_What you should do_
In the records below, find each line containing the word "requestPath" and copy it.

*** Dataset excerpts ***

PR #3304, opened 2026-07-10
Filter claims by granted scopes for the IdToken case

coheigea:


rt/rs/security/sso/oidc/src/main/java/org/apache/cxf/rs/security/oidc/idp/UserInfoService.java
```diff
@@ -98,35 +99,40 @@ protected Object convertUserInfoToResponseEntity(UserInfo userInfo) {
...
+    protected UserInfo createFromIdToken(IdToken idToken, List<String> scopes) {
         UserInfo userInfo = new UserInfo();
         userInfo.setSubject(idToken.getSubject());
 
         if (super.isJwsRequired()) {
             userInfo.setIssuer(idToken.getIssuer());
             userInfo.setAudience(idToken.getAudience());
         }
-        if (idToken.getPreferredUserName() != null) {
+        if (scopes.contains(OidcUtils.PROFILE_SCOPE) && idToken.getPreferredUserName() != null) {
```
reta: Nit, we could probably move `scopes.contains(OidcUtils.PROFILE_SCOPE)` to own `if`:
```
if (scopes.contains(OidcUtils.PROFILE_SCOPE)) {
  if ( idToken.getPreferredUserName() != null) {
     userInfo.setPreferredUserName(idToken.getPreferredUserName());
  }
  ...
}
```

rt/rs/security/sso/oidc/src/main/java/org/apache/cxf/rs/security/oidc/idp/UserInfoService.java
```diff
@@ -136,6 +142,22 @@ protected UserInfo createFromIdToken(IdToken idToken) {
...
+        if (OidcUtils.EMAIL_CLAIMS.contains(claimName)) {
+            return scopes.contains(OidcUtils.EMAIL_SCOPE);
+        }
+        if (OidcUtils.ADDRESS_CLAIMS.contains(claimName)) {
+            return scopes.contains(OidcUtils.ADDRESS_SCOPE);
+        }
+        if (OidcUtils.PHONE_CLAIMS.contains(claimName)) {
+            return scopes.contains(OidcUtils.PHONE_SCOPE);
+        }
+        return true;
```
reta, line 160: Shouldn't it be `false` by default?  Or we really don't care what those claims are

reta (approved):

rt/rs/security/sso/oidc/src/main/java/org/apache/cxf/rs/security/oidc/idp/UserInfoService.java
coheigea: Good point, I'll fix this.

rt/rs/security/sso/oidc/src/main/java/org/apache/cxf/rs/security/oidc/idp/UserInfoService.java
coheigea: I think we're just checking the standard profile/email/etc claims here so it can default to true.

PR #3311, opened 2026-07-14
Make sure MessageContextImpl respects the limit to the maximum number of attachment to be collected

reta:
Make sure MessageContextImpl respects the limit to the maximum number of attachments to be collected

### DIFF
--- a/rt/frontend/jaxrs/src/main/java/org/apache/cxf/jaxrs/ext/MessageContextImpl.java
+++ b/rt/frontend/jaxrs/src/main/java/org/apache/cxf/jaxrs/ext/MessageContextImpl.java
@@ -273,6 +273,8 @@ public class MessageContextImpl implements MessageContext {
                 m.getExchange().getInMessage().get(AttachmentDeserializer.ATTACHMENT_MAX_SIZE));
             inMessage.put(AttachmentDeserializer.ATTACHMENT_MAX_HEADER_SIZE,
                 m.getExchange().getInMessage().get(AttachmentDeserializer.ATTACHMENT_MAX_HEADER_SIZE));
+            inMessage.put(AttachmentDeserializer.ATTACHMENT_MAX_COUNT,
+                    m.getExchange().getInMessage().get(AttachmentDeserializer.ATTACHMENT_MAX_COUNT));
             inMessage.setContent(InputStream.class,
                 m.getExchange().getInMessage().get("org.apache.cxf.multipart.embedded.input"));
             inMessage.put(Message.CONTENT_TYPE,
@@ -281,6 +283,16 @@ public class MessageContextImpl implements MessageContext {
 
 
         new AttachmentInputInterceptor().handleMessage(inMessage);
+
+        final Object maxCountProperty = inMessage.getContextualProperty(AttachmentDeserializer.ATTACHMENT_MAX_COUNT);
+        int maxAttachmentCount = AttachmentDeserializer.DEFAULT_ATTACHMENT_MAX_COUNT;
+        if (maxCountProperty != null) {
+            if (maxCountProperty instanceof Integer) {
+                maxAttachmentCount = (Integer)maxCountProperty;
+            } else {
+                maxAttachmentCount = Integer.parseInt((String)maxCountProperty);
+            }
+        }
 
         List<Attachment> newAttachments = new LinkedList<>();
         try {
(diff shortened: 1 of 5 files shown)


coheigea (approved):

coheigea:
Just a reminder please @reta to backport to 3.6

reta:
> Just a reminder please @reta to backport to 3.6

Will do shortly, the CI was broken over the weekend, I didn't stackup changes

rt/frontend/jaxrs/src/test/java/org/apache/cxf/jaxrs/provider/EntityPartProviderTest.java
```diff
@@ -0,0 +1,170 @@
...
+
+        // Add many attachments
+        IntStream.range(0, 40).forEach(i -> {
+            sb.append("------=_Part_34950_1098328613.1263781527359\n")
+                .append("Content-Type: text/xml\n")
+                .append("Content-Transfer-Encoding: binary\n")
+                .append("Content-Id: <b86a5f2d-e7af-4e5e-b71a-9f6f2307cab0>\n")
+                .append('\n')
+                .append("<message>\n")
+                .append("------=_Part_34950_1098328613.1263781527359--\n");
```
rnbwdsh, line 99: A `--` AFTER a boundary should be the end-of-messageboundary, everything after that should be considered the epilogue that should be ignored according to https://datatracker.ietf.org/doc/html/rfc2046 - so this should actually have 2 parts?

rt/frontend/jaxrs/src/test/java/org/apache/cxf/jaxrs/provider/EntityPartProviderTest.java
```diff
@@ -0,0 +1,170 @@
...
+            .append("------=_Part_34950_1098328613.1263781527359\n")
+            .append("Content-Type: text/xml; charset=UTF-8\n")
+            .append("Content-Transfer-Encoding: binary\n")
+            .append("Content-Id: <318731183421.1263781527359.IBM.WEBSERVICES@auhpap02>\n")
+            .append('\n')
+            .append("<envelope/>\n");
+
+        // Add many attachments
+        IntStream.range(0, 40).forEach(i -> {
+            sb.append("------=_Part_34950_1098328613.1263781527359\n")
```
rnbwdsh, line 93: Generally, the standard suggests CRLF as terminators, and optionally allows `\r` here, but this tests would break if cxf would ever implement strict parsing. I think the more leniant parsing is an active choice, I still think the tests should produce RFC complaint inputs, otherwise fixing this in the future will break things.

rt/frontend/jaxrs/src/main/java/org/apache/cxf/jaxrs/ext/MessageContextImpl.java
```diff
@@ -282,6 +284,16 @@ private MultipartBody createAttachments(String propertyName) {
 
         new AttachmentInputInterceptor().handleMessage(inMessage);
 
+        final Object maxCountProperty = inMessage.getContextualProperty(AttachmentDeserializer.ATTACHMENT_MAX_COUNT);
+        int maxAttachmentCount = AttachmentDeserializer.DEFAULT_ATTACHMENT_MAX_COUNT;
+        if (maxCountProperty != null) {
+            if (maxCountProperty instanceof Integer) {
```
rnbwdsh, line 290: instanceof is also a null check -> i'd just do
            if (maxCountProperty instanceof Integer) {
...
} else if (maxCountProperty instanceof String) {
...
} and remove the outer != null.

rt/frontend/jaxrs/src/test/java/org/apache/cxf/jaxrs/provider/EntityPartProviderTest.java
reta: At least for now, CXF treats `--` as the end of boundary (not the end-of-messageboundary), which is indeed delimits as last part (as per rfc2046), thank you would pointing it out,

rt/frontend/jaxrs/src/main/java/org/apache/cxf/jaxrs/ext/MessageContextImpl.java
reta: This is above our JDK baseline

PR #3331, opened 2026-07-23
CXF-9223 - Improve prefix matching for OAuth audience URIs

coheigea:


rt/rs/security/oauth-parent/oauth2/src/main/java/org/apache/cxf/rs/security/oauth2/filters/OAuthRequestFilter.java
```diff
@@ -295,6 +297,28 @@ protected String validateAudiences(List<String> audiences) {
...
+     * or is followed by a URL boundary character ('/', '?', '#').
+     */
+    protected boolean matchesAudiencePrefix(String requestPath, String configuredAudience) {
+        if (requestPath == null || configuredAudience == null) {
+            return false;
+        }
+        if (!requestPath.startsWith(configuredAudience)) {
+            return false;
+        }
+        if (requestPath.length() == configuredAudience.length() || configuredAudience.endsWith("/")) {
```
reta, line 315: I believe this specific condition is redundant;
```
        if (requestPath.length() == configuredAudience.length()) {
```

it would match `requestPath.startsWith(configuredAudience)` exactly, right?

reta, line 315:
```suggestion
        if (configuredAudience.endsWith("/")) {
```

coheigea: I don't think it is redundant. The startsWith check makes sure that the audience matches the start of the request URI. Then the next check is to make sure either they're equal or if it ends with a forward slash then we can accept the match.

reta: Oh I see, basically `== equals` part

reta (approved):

*** End of Dataset excerpts ***

_Task solution_
+    protected boolean matchesAudiencePrefix(String requestPath, String configuredAudience) {
+        if (requestPath == null || configuredAudience == null) {
+        if (!requestPath.startsWith(configuredAudience)) {
+        if (requestPath.length() == configuredAudience.length() || configuredAudience.endsWith("/")) {
        if (requestPath.length() == configuredAudience.length()) {
it would match `requestPath.startsWith(configuredAudience)` exactly, right?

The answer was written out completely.